PR #13, opened 2025-07-15
feat: Adding layered configuration system.

nicolasnoble:
This overhauls the configuration mechanism of ModelExpress. Also prepares configuration variables for the upcoming cache cleanup mechanism.

Builds on top of #12 for easier reviewing.

### DIFF
--- a/model_express_server/src/config.rs
+++ b/model_express_server/src/config.rs
@@ -1,6 +1,7 @@
+use chrono::Duration;
 use clap::{Parser, ValueEnum};
 use config::{Config, ConfigError, Environment, File};
-use serde::{Deserialize, Serialize};
+use serde::{Deserialize, Deserializer, Serialize};
 use std::fmt;
 use std::net::SocketAddr;
 use std::num::NonZeroU16;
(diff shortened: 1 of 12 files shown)


model_express_server/src/bin/config_gen.rs
```diff
@@ -0,0 +1,377 @@
...
+struct ConfigGenArgs {
+    /// Output file path
+    #[arg(short, long, default_value = "model-express.yaml")]
+    output: PathBuf,
+
+    /// Input configuration file to migrate/upgrade
+    #[arg(short, long)]
+    input: Option<PathBuf>,
+
+    /// Output format (yaml only for now - probably ever)
```
nikkon-dev: JFYI, This comment is visible when you run your app with `-h` or `--help`

model_express_server/src/bin/config_gen.rs
```diff
@@ -0,0 +1,377 @@
...
+    if !args.dry_run && args.output.exists() && !args.overwrite {
+        eprintln!(
+            "Error: File {} already exists. Use --overwrite to replace it.",
+            args.output.display()
+        );
+        std::process::exit(1);
+    }
+
+    // Load configuration - either from input file or default
+    let config = if let Some(input_path) = &args.input {
```
nikkon-dev, line 52:
```
let config = &args.input.map_or_else(ServerConfig::default, |p| {load_existing_config(p)?});
```

model_express_server/src/bin/config_gen.rs
```diff
@@ -0,0 +1,377 @@
...
+        for (key, val) in map {
+            if let serde_yaml::Value::String(key_str) = key {
+                match key_str.as_str() {
+                    "host" => {
+                        if let serde_yaml::Value::String(host) = val {
+                            server.host = host.clone();
+                        }
+                    }
+                    "port" => {
+                        if let serde_yaml::Value::Number(n) = val {
```
nikkon-dev: Let-chain is possible here

model_express_server/src/bin/config_gen.rs
```diff
@@ -0,0 +1,377 @@
...
+        }
+    }
+    Ok(())
+}
+
+fn merge_database_config(
+    database: &mut model_express_server::config::DatabaseSettings,
+    value: &serde_yaml::Value,
+) -> Result<(), Box<dyn std::error::Error>> {
+    if let serde_yaml::Value::Mapping(map) = value {
```
nikkon-dev, line 228: I saw this pattern multiple times here already. Would you be intrested in a special trait that would provide some `.str_map_iter()` function that will return `Iterator<Item=(&str, typeof_var(val))>` ?
Then this code would look like
```
for (key, val) in value.str_map_iter() {
    match key {
        "path" => ...
    }
}
```

model_express_server/src/config.rs
```diff
@@ -0,0 +1,325 @@
...
+        // Validate configuration
+        config.validate()?;
+
+        Ok(config)
+    }
+
+    /// Validate the configuration
+    pub fn validate(&self) -> Result<(), ConfigError> {
+        // Validate log level
+        match self.logging.level.to_lowercase().as_str() {
```
nikkon-dev: You can use clap's `arg(value_enum)` and define enums for logging levels and format. This kind of checks clap may handle on its own.

model_express_server/src/config.rs
```diff
@@ -0,0 +1,325 @@
...
+            _ => {
+                return Err(ConfigError::Message(format!(
+                    "Invalid log format: {}. Must be one of: json, pretty, compact",
+                    self.logging.format
+                )));
+            }
+        }
+
+        // Validate port range
+        if self.server.port == 0 {
```
nikkon-dev: If you set the port type to `NonZero(u16)`, clap will automatically check for this constraint

model_express_server/src/config.rs
```diff
@@ -0,0 +1,325 @@
...
+    pub fn socket_addr(&self) -> Result<SocketAddr, ConfigError> {
+        let addr = format!("{}:{}", self.server.host, self.server.port);
+        addr.parse()
+            .map_err(|e| ConfigError::Message(format!("Invalid server address {addr}: {e}")))
+    }
+
+    /// Get the logging level as a tracing Level
+    pub fn log_level(&self) -> Level {
+        match self.logging.level.to_lowercase().as_str() {
+            "trace" => Level::TRACE,
```
nikkon-dev: You can directly have the Level in the Args structure with (`value_enum`)

model_express_server/src/bin/config_gen.rs
nicolasnoble: This is what happens when you refactor your own code 10 times before publishing it and you already lost initial context :)

model_express_server/src/bin/config_gen.rs
nicolasnoble: Sure - when I was writing this, I was wondering actually if there was a better way to refactor, and while I'd know how in C++, I'm still not there in Rust.

model_express_server/src/bin/config_gen.rs
nicolasnoble: I'm not too sure how to use this exactly?
```
53 |         .map_or_else(ServerConfig::default, |p| load_existing_config(&p)?);
   |                                             ---                         ^ cannot use the `?` operator in a closure that returns `ServerConfig`
   |                                             |
   |                                             this function should return `Result` or `Option` to accept `?`
```

model_express_server/src/config.rs
nicolasnoble: It turns out this was a change that propagated heavily :) But that was worth it, I think.

PR #14, opened 2025-07-15
feat: Implementing cache eviction.

nicolasnoble:
Also using the new configuration system. Built on top of #13 for easier reviewing.

### DIFF
--- a/model_express_client/src/bin/fallback_test.rs
+++ b/model_express_client/src/bin/fallback_test.rs
@@ -1,4 +1,4 @@
-#![allow(clippy::expect_used, clippy::unwrap_used)]
+#![allow(clippy::expect_used)]
 
 use model_express_client::{Client, ClientConfig, ModelProvider};
 use tracing::{error, info};
--- a/model_express_client/src/bin/test_client.rs
+++ b/model_express_client/src/bin/test_client.rs
@@ -1,4 +1,4 @@
-#![allow(clippy::expect_used, clippy::unwrap_used)]
+#![allow(clippy::expect_used)]
 
 use model_express_client::{Client, ClientConfig};
 use model_express_common::models::ModelProvider;
--- a/model_express_common/src/models.rs
+++ b/model_express_common/src/models.rs
@@ -45,7 +45,7 @@ pub struct ModelStatusResponse {
 }
 
 #[cfg(test)]
-#[allow(clippy::unwrap_used)]
+#[allow(clippy::expect_used)]
 mod tests {
     use super::*;
     use serde_json::json;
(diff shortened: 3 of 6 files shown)


model_express_server/src/cache.rs
```diff
@@ -0,0 +1,660 @@
...
+
+/// Configuration for cache eviction policies
+#[derive(Debug, Clone, Serialize, Deserialize)]
+pub struct CacheEvictionConfig {
+    /// Whether cache eviction is enabled
+    pub enabled: bool,
+    /// The eviction policy to use
+    pub policy: EvictionPolicyType,
+    /// How often to run the eviction process (in seconds)
+    pub check_interval_seconds: u64,
```
nikkon-dev: If you use something like this, you do not need to limit users artificially; values like "100ms", "2s", "3m" would just naturally work.
```
/// Parse a duration string into a `std::time::Duration`.
/// Used in the [`clap::builder::ValueParser`]
pub(crate) fn parse_duration(value: &str) -> Result<Duration, String> {
    use core::str::FromStr as _;
    use jiff::Span;
    let span = Span::from_str(value).map_err(|err| format!("Invalid duration: {err}"))?;
    Duration::try_from(span).map_err(|err| format!("Invalid duration: {err}"))
}
```

model_express_server/src/cache.rs
```diff
@@ -0,0 +1,660 @@
...
+}
+
+impl Default for CacheEvictionConfig {
+    fn default() -> Self {
+        Self {
+            enabled: true,
+            policy: EvictionPolicyType::Lru(LruConfig::default()),
+            check_interval_seconds: 3600, // Default: check every hour
```
nikkon-dev: Use chrono::Duration type. Not just integer types.

model_express_server/src/cache.rs
```diff
@@ -0,0 +1,660 @@
...
+pub enum EvictionPolicyType {
+    /// Least Recently Used policy
+    Lru(LruConfig),
+}
+
+/// Configuration for LRU eviction policy
+#[derive(Debug, Clone, Serialize, Deserialize)]
+pub struct LruConfig {
+    /// Time threshold in seconds before an unused model is eligible for removal
+    pub unused_threshold_seconds: i64,
```
nikkon-dev: Duration as well. Also, i64 - can this be negative?

model_express_server/src/cache.rs
```diff
@@ -0,0 +1,660 @@
...
+            interval(TokioDuration::from_secs(self.config.check_interval_seconds));
+
+        loop {
+            tokio::select! {
+                _ = interval_timer.tick() => {
+                    if let Err(e) = self.run_eviction_cycle().await {
+                        error!("Error during cache eviction cycle: {e}", e = e);
+                    }
+                }
+                _ = &mut shutdown_receiver => {
```
nikkon-dev, line 237: This will not have a chance to do anything until run_eviction_cycle.await is finished above. Is that ok?

model_express_server/src/main.rs
```diff
@@ -1,49 +1,122 @@
...
+    let config = match ServerConfig::load(args) {
+        Ok(config) => config,
+        Err(e) => {
+            eprintln!("Configuration error: {e}");
+            std::process::exit(1);
+        }
+    };
+
+    // If validation was requested, exit after successful validation
+    if std::env::args().any(|arg| arg == "--validate-config") {
```
nikkon-dev: Is the `--validate-config` mutually exclusive with anything else? That's usually handled by clap's `conflicts_with` attribute.

model_express_server/src/cache.rs
nicolasnoble: The fact this was an i64 was for convenience on the duration test by substraction. Flipped it all to Durations.

model_express_server/src/cache.rs
nicolasnoble: Yes, I think it should be fine. An eviction cycle shouldn't take too long.

model_express_server/src/main.rs
nicolasnoble: It shouldn't really be mutually exclusive, no. I'm not sure how I'd use `conflicts_with` here?

PR #15, opened 2025-07-15
chore: Various final cleanups.

nicolasnoble:
- Formatting.
- Removing a bunch of unwraps still.


tests/integration_tests.rs
```diff
@@ -89,7 +99,8 @@ async fn test_integration_small_model_download() {
     let result = Client::download_model_directly(
         "prajjwal1/bert-tiny", // A very small BERT model for testing
         ModelProvider::HuggingFace,
-    ).await;
+    )
+    .await;
```
AndyDai-nv, line 103: why do we use separate lines for `.await` at various places?

PR #19, opened 2025-07-21
build: Creating basic devcontainer environment.

nicolasnoble:


.devcontainer/Dockerfile
```diff
@@ -0,0 +1,69 @@
+# This Dockerfile can be used instead of the image property in devcontainer.json
+# for more advanced customization
+
+FROM ubuntu:24.04
+
+# Avoid warnings by switching to noninteractive
+ENV DEBIAN_FRONTEND=noninteractive
+
+# Configure apt and install packages
+RUN apt-get update \
```
the-david-oy, line 10: If you move this to the end of the Dockerfile and/or separate out the apt-get update/install, your Docker container will be able to reuse its cached layers more often (versus needing to rebuild most of the layers any time you update the package list).

.devcontainer/devcontainer.json
```diff
@@ -0,0 +1,54 @@
...
+    },
+    "remoteUser": "vscode",
+    "mounts": [
+        "source=/var/run/docker.sock,target=/var/run/docker.sock,type=bind"
+    ],
+    "containerEnv": {
+        "RUST_LOG": "debug",
+        "CARGO_TARGET_DIR": "/tmp/target"
+    }
+}
```
the-david-oy, line 54: End of file newline

.devcontainer/Dockerfile
nicolasnoble: I mean it's pretty much the only thing this Dockerfile does, and the packages are needed for the installation of the Rust toolchain right after :) So there's not really much to re-order here.

.devcontainer/devcontainer.json
nicolasnoble: For some reason visual studio code won't let me add one :D

PR #20, opened 2025-07-21
fix: fix k8s deployment

AndyDai-nv:


k8s-deployment.yaml
```diff
@@ -53,34 +48,7 @@ spec:
...
-metadata:
-  name: model-db-pvc
-spec:
-  accessModes:
-    - ReadWriteOnce
-  resources:
-    requests:
-      storage: 1Gi
-  storageClassName: standard
+          claimName: nnoble-pvc
```
the-david-oy, line 51: Is this intentional? We might not want to have any code specific to one person.

AndyDai-nv: This is the PVC used on our local k8s cluster for testing, previous deployment file does not work, have to set this to something that exists and verify the other parts are all working. Will modify this in future PRs

the-david-oy: Thanks for clarifying!

PR #31, opened 2025-08-13
feat: full k8s config running both modelexpress and aggregated dynamo

KavinKrishnan:
Adds deployment .yaml launching both modelexpress and aggregated dynamo in a single DynamoGraphDeployment .yaml file for Qwen

### DIFF
--- a/examples/aggregated_k8s/agg.yaml
+++ b/examples/aggregated_k8s/agg.yaml
@@ -53,10 +53,14 @@ spec:
           image: model-express:latest
           imagePullPolicy: IfNotPresent
           env:
-            - name: SERVER_PORT
+            - name: MODEL_EXPRESS_SERVER_PORT
               value: "8002"
-            - name: LOG_LEVEL
+            - name: MODEL_EXPRESS_LOGGING_LEVEL
               value: "info"
+            - name: MODEL_EXPRESS_DATABASE_PATH
+              value: "/root/models.db"
+            - name: MODEL_EXPRESS_CACHE_DIRECTORY
+              value: "/root/.model-express/cache"
             - name: MODEL_NAME
               value: "Qwen/Qwen3-0.6B"
             - name: MODEL_CACHE_PATH


examples/aggregated_k8s/agg.yaml
```diff
@@ -0,0 +1,224 @@
...
+            periodSeconds: 10
+            failureThreshold: 60
+          image: nvcr.io/nvidian/nim-llm-dev/vllm-runtime:hzhou-0729-2
+          workingDir: /workspace/components/backends/vllm
+          command:
+            - /bin/sh
+            - -c
+          args:
+            - |
+              echo "Waiting for model to be ready..."
```
julienmancuso, line 220: wouldn't it be better to have an init container that runs from a modelexpress docker image which would provide this script ?
The script could be fed with env variable for model name

examples/aggregated_k8s/agg.yaml
```diff
@@ -0,0 +1,224 @@
...
+            - name: SERVER_PORT
+              value: "8002"
+            - name: LOG_LEVEL
+              value: "info"
+          command:
+            - /bin/sh
+            - -c
+          args:
+            - |
+              echo "Starting Model Express Server..."
```
julienmancuso, line 73: couldn't this script part of the modelexpress docker image instead ?

examples/aggregated_k8s/agg.yaml
KavinKrishnan: Ideally yes, but we are not shipping containers for this release.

■ Exercise directions ■
Go line by line through the records above and copy each one containing "overwrite".

■ Task response ■
+    if !args.dry_run && args.output.exists() && !args.overwrite {
+            "Error: File {} already exists. Use --overwrite to replace it.",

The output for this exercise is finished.